We have a second issue, which is affecting both parsers: the parser is returning a text element of "Goodbye!\n "
instead of the expected "Goodbye!"
. This is actually a mistake writing the test, the correct behavior is for the html parser to include the whitespace in the text element, and later algorithms can ignore it or not as they wish.
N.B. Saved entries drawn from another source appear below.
PR #2562, opened 2022-11-26
Dynamic address resolution everywhere

### LINKED ISSUE #1013: Refactor the way our containers communicate

### LINKED ISSUE #1341: HOST_* and *_ADDRESS resolution errors for docker-compose deployments

### LINKED ISSUE #1430: mailu/nginx:1.7 does not start

nextgens:
## What type of PR?

enhancement

## What does this PR do?

Use dynamic address resolution everywhere.
Derive a new key for admin/SECRET_KEY
Cleanup the environment

This should allow restarting containers.

### Related issue(s)
- closes #1341
- closes #1013
- closes #1430

## Prerequisites

### DIFF
--- a/core/admin/mailu/configuration.py
+++ b/core/admin/mailu/configuration.py
@@ -1,7 +1,6 @@
 import os
 
 from datetime import timedelta
-from socrate import system
 import ipaddress
 
 DEFAULT_CONFIG = {
@@ -83,17 +82,6 @@ DEFAULT_CONFIG = {
     'PROXY_AUTH_WHITELIST': '',
     'PROXY_AUTH_HEADER': 'X-Auth-Email',
     'PROXY_AUTH_CREATE': False,
-    # Host settings
-    'HOST_IMAP': 'imap',
-    'HOST_LMTP': 'imap:2525',
-    'HOST_POP3': 'imap',
-    'HOST_SMTP': 'smtp',
-    'HOST_AUTHSMTP': 'smtp',
-    'HOST_ADMIN': 'admin',
-    'HOST_WEBMAIL': 'webmail',
-    'HOST_WEBDAV': 'webdav:5232',
-    'HOST_REDIS': 'redis',
-    'HOST_FRONT': 'front',
     'SUBNET': '192.168.203.0/24',
     'SUBNET6': None
 }
@@ -110,19 +98,6 @@ class ConfigManager:
 
     def __init__(self):
         self.config = dict()
-
-    def get_host_address(self, name):
-        # if MYSERVICE_ADDRESS is defined, use this
-        if f'{name}_ADDRESS' in os.environ:
-            return os.environ.get(f'{name}_ADDRESS')
-        # otherwise use the host name and resolve it
-        return system.resolve_address(self.config[f'HOST_{name}'])
-
-    def resolve_hosts(self):
-        for key in ['IMAP', 'POP3', 'AUTHSMTP', 'SMTP', 'REDIS']:
-            self.config[f'{key}_ADDRESS'] = self.get_host_address(key)
-        if self.config['WEBMAIL'] != 'none':
-            self.config['WEBMAIL_ADDRESS'] = self.get_host_address('WEBMAIL')
 
     def __get_env(self, key, value):
         key_file = key + "_FILE"
@@ -144,11 +119,14 @@ class ConfigManager:
         # get current app config
         self.config.update(app.config)
         # get environment variables
+        for key in os.environ:
+            if key.endswith('_ADDRESS'):
+                self.config[key] = os.environ[key]
+
         self.config.update({
             key: self.__coerce_value(self.__get_env(key, value))
             for key, value in DEFAULT_CONFIG.items()
         })
-        self.resolve_hosts()
 
         # automatically set the sqlalchemy string
         if self.config['DB_FLAVOR']:
--- a/core/base/libs/socrate/socrate/system.py
+++ b/core/base/libs/socrate/socrate/system.py
@@ -28,7 +28,7 @@ def set_env(required_secrets=[]):
     secret_key = os.environ.get('SECRET_KEY')
     if not secret_key:
         try:
-            secret_key = open(env.get("SECRET_KEY_FILE"), "r").read().strip()
+            secret_key = open(os.environ.get("SECRET_KEY_FILE"), "r").read().strip()
         except Exception as exc:
             log.error(f"Can't read SECRET_KEY from file: {exc}")
             raise exc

I’ve also accidentally left off the ‘!’ at the end of "world"
.
With those changes, all tests now pass:
Test suite hunit-tests: RUNNING...
Cases: 6 Tried: 0 Errors: 0 Failures: 0
Cases: 6 Tried: 1 Errors: 0 Failures: 0
Cases: 6 Tried: 2 Errors: 0 Failures: 0
Cases: 6 Tried: 3 Errors: 0 Failures: 0
Cases: 6 Tried: 4 Errors: 0 Failures: 0
Cases: 6 Tried: 5 Errors: 0 Failures: 0
Cases: 6 Tried: 6 Errors: 0 Failures: 0
Test suite hunit-tests: PASS
Test suite logged to: dist\test\hubert-0.1.0.0-hunit-tests.log
With that, we can move on to parsing CSS. I had originally planned to cover CSS in this post, but I’d like to avoid huge posts like the previous one so we’ll end this here. Expect the next post fairly soon.
As usual, you can find the source for this post here and the source for Robinson here.